Barbie: uma imagem que aprisiona



Barbie: uma imagem que aprisiona

Por Lais/Equipe 
13 julho 2012

"Barbie: uma imagem que aprisiona", esse foi o título do meu trabalho de conclusão de curso de Psicologia há alguns anos atrás. Mas, posso dizer que essa boneca loira e linda sempre chamou minha atenção não só pelos belos modelitos que exibia ou por seus 10 cm de quadril e 12,5 de busto. Barbie prometeu a todas as meninas de minha geração um mundo cor de rosa repleto de acessórios e acabou nos aprisionando nesse sonho.

Agora, vamos há um pouco de história.No final dos anos 50 o casal Ruth e Elliot Handler, fundadores da fábrica de brinquedos Mattel, encontraram um nicho de mercado, ainda não explorado, ao observar as brincadeiras de sua filha Barbara de 7 anos com bonecas de papel. Nessa época não existia uma boneca tridimensional de corpo adulto com a qual a criança pudesse fantasiar e realizar seus sonhos. Foi nesse momento que Ruth criou a Barbie e seu mundo "Pink" revolucionando para sempre as brincadeiras das meninas que, até então, brincavam exclusivamente com bebês como um exercício para a maternidade.

Desde a chegada da Barbie nas prateleiras, garotas do mundo todo passaram então a experimentar, em suas brincadeiras, a falsa idéia de que as mulheres adultas podiam ser o que desejassem: médicas, astronautas, bailarinas, mas claro, desde que fossem magras e belas. Assim, a boneca virou o jogo e passou não só a ditar as regras da brincadeira, mas também os desejos da garotada; por esgotar em seu corpo magro, oco e de plástico com as possibilidades de ser, pois passava valores que priorizavam o ter.

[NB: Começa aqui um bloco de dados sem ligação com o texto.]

PR #16187, opened 2020-12-16
Only apply collections API endpoint caching to mozilla collections

### LINKED ISSUE #16151: Drop collection add-ons API endpoint caching if collection author isn't mozilla
The caching we added in https://github.com/mozilla/addons-server/pull/16064 for the collection add-ons API endpoint is now working, but it's a little dumb, as there is no invalidation mechanism. We only really need it for the official Fenix collections, so let's try droping it if the author isn't the mozilla user.

diox:
Fixes #16151

### DIFF
--- a/src/olympia/bandwagon/views.py
+++ b/src/olympia/bandwagon/views.py
@@ -1,6 +1,7 @@
 from django.http import HttpResponse
 from django.conf import settings
 from django.utils.decorators import method_decorator
+from django.views.decorators.cache import cache_page
 
 from rest_framework import serializers
 from rest_framework.viewsets import ModelViewSet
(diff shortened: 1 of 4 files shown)


willdurand (approved):

src/olympia/bandwagon/views.py
```diff
@@ -150,6 +150,18 @@ def list(self, request, *args, **kwargs):
...
+        # This endpoint can be quite slow so we cache the most popular
+        # collections - those from mozilla - for all anonymous users for one
+        # hour.
+        if (
+            self.kwargs['user_pk'] in ('mozilla', str(settings.TASK_USER_ID))
+            and not request.user.is_authenticated
+        ):
+            return self._cached_list(request, *args, **kwargs)
+        else:
+            return super().list(*args, *kwargs)
```
eviljeff, line 163: Why do we want to strip `request` from the args/kwargs?

diox: Good eye, that's a mistake. It fortunately doesn't have any consequences, DRF's default implementation for `list()` doesn't use that parameter or any other `args`, but I'll fix it.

Barbie, hoje com mais de 50 anos de idade, continua sendo a boneca mais amada e vendida no mundo todo e acabou conquistando um fã clube de mais de 18 milhões de membros, desfiles inspirados em seus modelos de roupa, exposições em museus mundo afora e até mais de 36 cirurgias plásticas em um único corpo. A estética da Barbie é hoje imposta pela cultura da moda e, principalmente, pelas imagens publicitárias mobilizando milhões de meninas e adolescentes a fazer de tudo para conquistar o corpo ideal vendido como passaporte para a felicidade.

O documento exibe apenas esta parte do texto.